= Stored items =
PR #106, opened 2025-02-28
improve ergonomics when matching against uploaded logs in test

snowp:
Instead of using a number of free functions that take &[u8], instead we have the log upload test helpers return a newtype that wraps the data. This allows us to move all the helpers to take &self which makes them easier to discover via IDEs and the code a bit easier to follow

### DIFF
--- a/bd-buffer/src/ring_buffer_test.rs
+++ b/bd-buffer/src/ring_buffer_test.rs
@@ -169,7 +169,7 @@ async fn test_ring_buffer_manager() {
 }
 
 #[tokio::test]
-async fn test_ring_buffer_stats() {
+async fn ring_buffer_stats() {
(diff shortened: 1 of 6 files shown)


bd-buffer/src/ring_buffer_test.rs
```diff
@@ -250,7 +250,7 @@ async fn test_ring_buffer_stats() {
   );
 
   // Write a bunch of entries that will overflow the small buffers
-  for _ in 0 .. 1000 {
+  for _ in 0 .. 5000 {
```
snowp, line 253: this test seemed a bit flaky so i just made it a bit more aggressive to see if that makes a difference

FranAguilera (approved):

--

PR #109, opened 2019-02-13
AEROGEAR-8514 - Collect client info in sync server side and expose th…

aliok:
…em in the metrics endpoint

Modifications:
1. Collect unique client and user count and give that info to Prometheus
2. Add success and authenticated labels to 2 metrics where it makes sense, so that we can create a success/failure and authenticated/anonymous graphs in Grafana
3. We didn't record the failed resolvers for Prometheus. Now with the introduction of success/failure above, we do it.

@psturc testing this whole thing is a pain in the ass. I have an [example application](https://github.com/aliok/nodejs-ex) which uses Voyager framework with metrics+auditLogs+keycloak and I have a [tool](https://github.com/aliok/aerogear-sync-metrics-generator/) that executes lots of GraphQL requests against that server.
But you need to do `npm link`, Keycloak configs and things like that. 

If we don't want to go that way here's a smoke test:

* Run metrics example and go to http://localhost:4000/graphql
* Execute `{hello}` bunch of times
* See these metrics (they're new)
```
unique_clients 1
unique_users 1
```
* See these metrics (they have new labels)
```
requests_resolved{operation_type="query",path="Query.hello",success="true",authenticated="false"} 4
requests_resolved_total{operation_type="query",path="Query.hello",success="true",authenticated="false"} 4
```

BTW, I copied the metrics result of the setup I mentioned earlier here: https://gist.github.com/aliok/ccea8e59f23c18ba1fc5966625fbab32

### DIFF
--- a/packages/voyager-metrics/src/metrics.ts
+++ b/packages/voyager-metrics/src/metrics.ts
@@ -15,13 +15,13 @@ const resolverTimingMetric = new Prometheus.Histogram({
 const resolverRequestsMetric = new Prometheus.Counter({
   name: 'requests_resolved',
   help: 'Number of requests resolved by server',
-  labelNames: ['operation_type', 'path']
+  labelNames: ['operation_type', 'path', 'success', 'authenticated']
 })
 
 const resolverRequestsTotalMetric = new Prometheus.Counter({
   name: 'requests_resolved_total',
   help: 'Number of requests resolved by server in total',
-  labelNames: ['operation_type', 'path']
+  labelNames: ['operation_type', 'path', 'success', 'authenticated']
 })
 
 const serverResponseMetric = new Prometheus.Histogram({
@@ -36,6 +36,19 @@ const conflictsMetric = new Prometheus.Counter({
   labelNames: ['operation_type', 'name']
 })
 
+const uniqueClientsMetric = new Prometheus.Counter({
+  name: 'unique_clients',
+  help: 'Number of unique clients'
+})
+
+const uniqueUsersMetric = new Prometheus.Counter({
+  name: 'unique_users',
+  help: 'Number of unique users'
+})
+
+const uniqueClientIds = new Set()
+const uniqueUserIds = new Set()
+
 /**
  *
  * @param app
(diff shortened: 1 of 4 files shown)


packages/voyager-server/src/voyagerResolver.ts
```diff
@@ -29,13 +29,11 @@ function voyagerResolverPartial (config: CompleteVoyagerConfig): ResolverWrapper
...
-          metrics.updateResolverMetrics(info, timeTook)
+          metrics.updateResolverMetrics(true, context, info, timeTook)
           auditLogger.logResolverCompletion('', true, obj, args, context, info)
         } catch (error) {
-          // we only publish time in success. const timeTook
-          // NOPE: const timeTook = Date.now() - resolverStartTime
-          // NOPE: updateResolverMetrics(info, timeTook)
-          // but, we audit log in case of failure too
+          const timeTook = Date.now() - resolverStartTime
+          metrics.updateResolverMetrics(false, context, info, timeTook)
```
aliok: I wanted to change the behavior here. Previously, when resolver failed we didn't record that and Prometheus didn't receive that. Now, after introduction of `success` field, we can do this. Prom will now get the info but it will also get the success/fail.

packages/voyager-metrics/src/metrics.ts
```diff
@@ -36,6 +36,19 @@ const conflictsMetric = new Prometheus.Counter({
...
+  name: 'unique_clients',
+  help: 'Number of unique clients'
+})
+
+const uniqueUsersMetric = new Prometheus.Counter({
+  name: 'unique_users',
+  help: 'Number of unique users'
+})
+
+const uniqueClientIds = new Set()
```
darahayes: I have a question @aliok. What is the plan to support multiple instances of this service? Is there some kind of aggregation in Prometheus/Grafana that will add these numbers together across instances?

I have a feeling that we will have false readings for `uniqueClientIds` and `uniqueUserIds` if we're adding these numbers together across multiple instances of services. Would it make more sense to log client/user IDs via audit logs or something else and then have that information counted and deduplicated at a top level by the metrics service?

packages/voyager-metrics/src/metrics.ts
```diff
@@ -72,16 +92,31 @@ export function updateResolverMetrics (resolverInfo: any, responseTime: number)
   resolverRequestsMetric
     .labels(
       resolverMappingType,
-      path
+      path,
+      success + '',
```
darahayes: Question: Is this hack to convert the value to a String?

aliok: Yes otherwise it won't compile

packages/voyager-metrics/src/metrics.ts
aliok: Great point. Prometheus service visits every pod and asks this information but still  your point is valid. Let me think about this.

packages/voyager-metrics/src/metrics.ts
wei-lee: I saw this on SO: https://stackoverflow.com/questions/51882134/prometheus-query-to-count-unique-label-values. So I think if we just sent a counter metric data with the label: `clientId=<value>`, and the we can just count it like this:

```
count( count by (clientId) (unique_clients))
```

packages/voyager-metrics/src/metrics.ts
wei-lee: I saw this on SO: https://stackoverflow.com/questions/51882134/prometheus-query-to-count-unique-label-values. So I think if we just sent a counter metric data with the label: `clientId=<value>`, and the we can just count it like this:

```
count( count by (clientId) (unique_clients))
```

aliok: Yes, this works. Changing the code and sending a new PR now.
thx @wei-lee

= WHAT YOU ARE ASKED TO DO =
Check each line of the records above for the string "numbers", and report every line that has it.

= ANSWER BOX =
darahayes: I have a question @aliok. What is the plan to support multiple instances of this service? Is there some kind of aggregation in Prometheus/Grafana that will add these numbers together across instances?
I have a feeling that we will have false readings for `uniqueClientIds` and `uniqueUserIds` if we're adding these numbers together across multiple instances of services. Would it make more sense to log client/user IDs via audit logs or something else and then have that information counted and deduplicated at a top level by the metrics service?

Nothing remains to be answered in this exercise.